Issue #637, opened 2021-05-25
Support individual Ingress's HTTPOption


nak3:
https://github.com/knative/networking/issues/301 tries to allow a specific Ingress to change http option but current net-istio uses one http server globally with `*`

https://github.com/knative-sandbox/net-istio/blob/ab9dfc86f07f3ce0da06f3cc42282fcf2e0ad82c/config/202-gateway.yaml#L27-L33

So one Ingress's HTTPOption effects on all HTTP behavior. In other words, net-istio have to use same HTTPOption within a cluster.

ZhiminXiang:
For the short term to support the backward compatibility, we can do the following works:
1. the global Gateway `knative-ingress-gateway` with HTTP protocol could be considered as the default Gateway when Kingress HTTPOption is HTTP. That is, all HTTP Kingress will be tied to the global Gateway.
2. When Kingress HTTPOption is not HTTP (e.g. HTTPS), we create a Kingress specific Gateway, and tie the Kingress to the Gateway.
This is what we are currently doing when auto-TLS is enabled.

For the long term, we could consider getting rid of the global Gateway (but TBH this could be difficult because in our current instructions we use the global Gateway as the API to manually configure TLS at this point).

PR #638, opened 2021-05-25
Use spec.HTTPOption in KIngress instead of global option

nak3:
This patch changes to use `spec.HTTPOption` in KIngress instead of
global `httpProtocol` for setting HTTP behavior.

Part of https://github.com/knative/networking/issues/302

Note this patch does not change this TODO comment as it needs a tons of unit test change.

https://github.com/knative-sandbox/net-istio/blob/82f58eb4fb0f8fa44d2b59065058d0adf874a134/pkg/reconciler/ingress/ingress.go#L159-L162

### DIFF
--- a/pkg/reconciler/ingress/ingress.go
+++ b/pkg/reconciler/ingress/ingress.go
@@ -151,7 +151,7 @@ func (r *Reconciler) reconcileIngress(ctx context.Context, ing *v1alpha1.Ingress
 		// same wildcard host. We need to handle wildcard certificate specially because Istio does
 		// not fully support multiple TLS Servers (or Gateways) share the same certificate.
 		// https://istio.io/docs/ops/common-problems/network-issues/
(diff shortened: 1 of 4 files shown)


nak3:
/hold

Ingress created by DomainMapping still does not set the option. Fixing it by https://github.com/knative/serving/pull/11399.

ZhiminXiang:
Is this ready for review? The PR https://github.com/knative/serving/pull/11399 was merged.

nak3:
No, unfortunately we discovered that https://github.com/knative-sandbox/net-istio/issues/637 should be fixed before this.

Here is a short discussion https://github.com/knative/networking/pull/415#discussion_r639692013 
In short, if one KIngress has different HTTPOption (due to accidentally, concurrency... etc), net-istio controller creates the wrong HTTP behavior.

nak3:
Closing as https://github.com/knative-sandbox/net-istio/pull/658 will fix it.

PR #660, opened 2021-06-03
No need to create HTTP server for wildcard gateway

ZhiminXiang:
For the wildcard Gateway case, a VirtualService ties to both the wildcard Gateway as well as the default global Gateway. (see https://github.com/knative-sandbox/net-istio/blob/main/pkg/reconciler/ingress/ingress.go#L115)

When auto TLS is enabled, the HTTP server of the global Gateway is reconciled to desired shape. So there is no need to add the desired HTTP server to the wildcard Gateway.

/cc @nak3


nak3 (approved):
/lgtm

PR #671, opened 2021-06-11
Update comment about Gateway in configmap

nak3:
The current comment explains about v0.3 which is too old.


markusthoemmes (approved):
/lgtm
/approve

PR #676, opened 2021-06-14
Do not patch local-gateway.mesh to config-istio

nak3:
local-gateway.mesh does not pass some tests so we stop
enabling it during the test.

/kind cleanup


nak3:
/test pull-knative-sandbox-net-istio-integration-tests

`test/conformance: TestIngressConformance/8/visibility/split` failed. I think flake.

ZhiminXiang (approved):
/lgtm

= Work task =
Only the lines with the string "HTTPOption" are wanted; pick them out of the records above and copy them.

= Answer to this exercise =
Support individual Ingress's HTTPOption
So one Ingress's HTTPOption effects on all HTTP behavior. In other words, net-istio have to use same HTTPOption within a cluster.
1. the global Gateway `knative-ingress-gateway` with HTTP protocol could be considered as the default Gateway when Kingress HTTPOption is HTTP. That is, all HTTP Kingress will be tied to the global Gateway.
2. When Kingress HTTPOption is not HTTP (e.g. HTTPS), we create a Kingress specific Gateway, and tie the Kingress to the Gateway.
Use spec.HTTPOption in KIngress instead of global option
This patch changes to use `spec.HTTPOption` in KIngress instead of
In short, if one KIngress has different HTTPOption (due to accidentally, concurrency... etc), net-istio controller creates the wrong HTTP behavior.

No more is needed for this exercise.